На этом Метц и Клемперер распрощались, и профессор почти успел позабыть об этой странной истории, как через несколько месяцев в начале марта к нему нагрянул нежданный гость — московский анатом по фамилии Карузин, его ровесник. До этого дня профессор Метц не был знаком с этим учеником своего деда, но медики быстро нашли общий язык. Профессор Карузин вспоминал, как двадцать семь лет назад впервые встретился с уже не молодым Книпхофом, и как тот поразил его своими знаниями и навыками. Метц внимательно слушал гостя, и не мог отделаться от мысли, что Карузин приехал в Мюнхен из советской России вовсе не для того, чтобы предаться воспоминаниям о профессоре Книпхофе.
— Да, вы правы, — признался Карузин. — Я приехал с просьбой и хочу обратиться к вам, Павел Иванович, как к наследнику профессора Книпхофа, преемнику всех тех знаний, что он оставил после себя. Мне крайне необходима формула его бальзама.
— Я впервые слышу, что мой дед был бальзамировщиком, — возразил Метц. — О чём вы говорите, Пётр Иванович? Он анатомировал трупы, а не сохранял их.
— Всё верно. Но изредка, в особо безнадежных случаях, когда тело плохо сохранялось и на лице появлялись пятна, профессор Книпхоф применял свой секретный препарат. Многие бальзамировщики охотились за рецептом, предлагали ему немалые деньги, но профессор отвергал все предложения. Однажды я видел, как он впрыскивал под кожу трупа этот раствор. Через час от пятен ничего не оставалось — кожа была абсолютно чистой! Как преподаватель пластической анатомии я был просто поражен.
— Когда вы это видели?
Карузин ненадолго задумался и произнёс:
— Лет двадцать назад, здесь, в Мюнхене.
— Но в 1904 году профессору Книпхофу было уже девяносто шесть лет. Он никого не мог анатомировать, разве что в университете во время занятий со студентами.
— Официально, конечно, он не работал по основной специальности. Но негласно все знали, что профессора можно пригласить в морг, проконсультироваться по спорному случаю. Собственно, двадцать лет назад я так и сделал. Но помимо заключения, профессор помог мне и с бальзамированием.

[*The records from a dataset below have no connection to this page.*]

PR #586, opened 2026-07-26
fix(hermes): bound Gateway sidecar logs

### LINKED ISSUE #583: [Bug] Hermes Gateway stdout/stderr logs grow without runtime bounds

### Plugin Version | 插件版本

### Operating System | 操作系统

macOS / Darwin 24.6.0 arm64

### Describe the bug | 问题描述

### To Reproduce | 复现步骤

### Expected behavior | 预期行为

- guard interval: 250 ms

```text
Task completed: flush
```

Observed storage impact:

```text
line count: 420,160,119
log directory: ~63 GiB
```

### Additional context | 补充信息

Heptazero:
## Description | 描述

Bound the Hermes-managed Gateway's append-only stdout/stderr logs at runtime.

- guard each active log every 250 ms;
- when a file exceeds 10 MiB, atomically preserve its final 1 MiB as `<path>.1`;
- truncate through the existing parent handle so the inode inherited by the child remains live;
- bound leftovers from previous runs before spawning a new child;
- stop/join the guard before closing handles or reading a startup-crash tail;
- fail open on filesystem errors, warning once per failing path without interrupting child logging.

The regression tests use real files and a real child process rather than mocked `Popen` output. Their A/B case writes about 1 MiB:

- control (no guard): grows beyond 10× the 32 KiB test threshold;
- experiment (guard enabled): rotates while the child is still writing, leaves the active file at or below 32 KiB, retains exactly 8 KiB in `.1`, preserves the active inode, and captures the child's final sentinel.

Production defaults remain the issue's proposed 10 MiB active limit, 1 MiB retained tail, and 250 ms interval.

## Related Issue | 关联 Issue

Fixes #583

## Change Type | 修改类型

- [x] Bug fix | Bug 修复
- [ ] New feature | 新功能

## Self-test Checklist | 自测清单

## Verification | 验证

- `python3 hermes-plugin/memory/memory_tencentdb/tests/test_gateway_log_bounds.py` — 4/4 passed
- `python3 -m py_compile .../supervisor.py .../test_gateway_log_bounds.py` — passed
- `npm test` — 67/67 passed
- `npm run build` — passed
- `npm pack --dry-run --ignore-scripts --json` — passed; no `__pycache__`/`.pyc` artifacts
- broader Hermes pytest probe: 6 passed, 3 skipped, and one pre-existing `test_second_provider_does_not_reuse_stale_gateway` failure reproduced unchanged on `origin/main`

## Additional Notes | 其他说明

The active path is deliberately not renamed during rotation: renaming alone would leave the Gateway's inherited descriptor writing to the old inode and would not enforce a runtime disk bound.

### DIFF
--- a/hermes-plugin/memory/memory_tencentdb/supervisor.py
+++ b/hermes-plugin/memory/memory_tencentdb/supervisor.py
@@ -13,8 +13,9 @@ import os
 import shlex
 import signal
 import subprocess
+import threading
 import time
-from typing import IO, Optional
+from typing import IO, Optional, Set
 
 from .client import MemoryTencentdbSdkClient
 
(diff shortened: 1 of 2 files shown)


Maxwell-Code07:
Thank you for your attention. We will schedule an internal review of your PR as soon as possible and get back to you with feedback.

— Увы, Пётр Иванович, мне ничего не известно об этом чудо-средстве.
Но Карузин и не думал принимать отказа. Напротив, он умоляюще обратился к Метцу:
— Наверняка профессор оставил записи о бальзаме. Павел Иванович, я прошу вас, найдите его формулу. Я не прошу отдать мне рецептуру, пусть она останется вашей династической тайной. Просто продайте мне сам раствор. Заказчик заплатит хорошие деньги. Только сделайте этот бальзам.
Что-то в тоне гостя не понравилось профессору Метцу, и он спросил:
— Простите моё любопытство, но кто заказчик?

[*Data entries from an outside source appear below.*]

PR #607, opened 2026-07-28
fix: sanitize FTS5 operators in buildFtsQuery to prevent query injection

RerankerGuo:
## Summary

This PR fixes #160 by sanitizing FTS5 operator characters in `buildFtsQuery()` to prevent query injection.

## Changes
- Added `sanitizeFtsToken()` function to strip all FTS5 special characters from user-supplied tokens
- Added `FTS5_SPECIAL_CHARS` regex covering: *, ^, (, ), :, -, +, /, \, !
- Applied sanitization to all tokens before building the FTS5 query
- Rejects tokens that become empty after sanitization (no alphanumeric content)
- Added proper TypeScript type narrowing for the sanitized token filter

## Problem
The `buildFtsQuery()` function only stripped double quotes from tokens, but did not handle other FTS5 operator characters. Users could inject characters like `*` (prefix), `^` (weight), `(` `)` (grouping), `:` (column restrict), `-` (boolean NOT), or `+` (boolean AND) into search queries, altering the query semantics.

## Solution
Added a dedicated sanitization step that strips all FTS5 special characters from each token before wrapping them in double-quoted phrases. This ensures that even if a user includes FTS5 operator characters in their input, they are neutralized before being embedded in the MATCH query.

## Security Considerations
- The fix is defense-in-depth: tokens were already quoted (which neutralizes most operators), but this adds explicit stripping for belt-and-suspenders safety
- The sanitization is applied after tokenization, so it only affects the final token set
- Tokens that become entirely empty after sanitization are rejected, preventing empty phrases

## Checklist
- [x] My code follows the project's style guidelines
- [x] The fix is minimal and focused on the issue
- [x] Comprehensive coverage of all FTS5 special characters
- [x] Proper TypeScript typing for the filter

### DIFF
--- a/src/core/store/sqlite.ts
+++ b/src/core/store/sqlite.ts
@@ -189,6 +189,58 @@ const ZH_STOP_WORDS = new Set([
  * match more tokens higher, so precision is preserved while recall is
  * significantly improved — especially for longer queries and when running
  * in FTS-only fallback mode (no embedding available).
+ */
+
+/**
+ * Characters that have special meaning in FTS5 query syntax.
+ * Must be stripped from user-supplied tokens to prevent query injection.
+ *
+ * FTS5 special characters:
+ * - *  prefix operator (e.g. "hello*")
+ * - ^  weight operator (e.g. "hello"^2)
+ * - (  )  grouping operators
+ * - "  phrase delimiter
+ * - :  column restrict (e.g. title:hello)
+ * - -  boolean NOT (e.g. -hello)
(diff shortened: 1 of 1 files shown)


Maxwell-Code07:

RerankerGuo:
Closing as superseded by the approved canonical #178. #178 is the narrower FTS5 operator-sanitization fix, has been locally verified by the reviewer, and has all checks passing.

Немного помявшись, Карузин всё же произнес:
— Да, вы правы, к чему скрывать? Вы, наверное, и сами догадываетесь. Ведь, как я слышал, недавно у вас консультировался доктор Клемперер.
Профессор Метц уже хотел было спросить, какова связь между бальзамированием и берлинским терапевтом, но тут же перед его глазами начала складываться мозаика: Советская Россия, высокопоставленный чиновник, тяжело болел неизвестно от чего, недавно умер, раз Карузин собирается его бальзамировать. И тут в голове прозвучал голос, словно чужой: «Ленин».
— Нет! — воскликнул Метц, сорвавшись с места, — уходите, прошу вас. Я не могу вам ничем помочь!
— Павел Иванович, что с вами? — искренне изумился Карузин. — Разве вы успели чем-то насолить советской власти, что так её боитесь?
С тех пор как началась Великая война, профессор запретил себе говорить с кем бы то ни было о своей работе в России, о цесаревиче и его родителях. После падения монархии в обеих странах, нашествия коммунистов и расстрела семьи русского царя, он и вовсе опасался за безопасность своих детей и себя самого. Узнай кто-нибудь из интернационалистов, кого он лечил в царской России, беды было бы не миновать.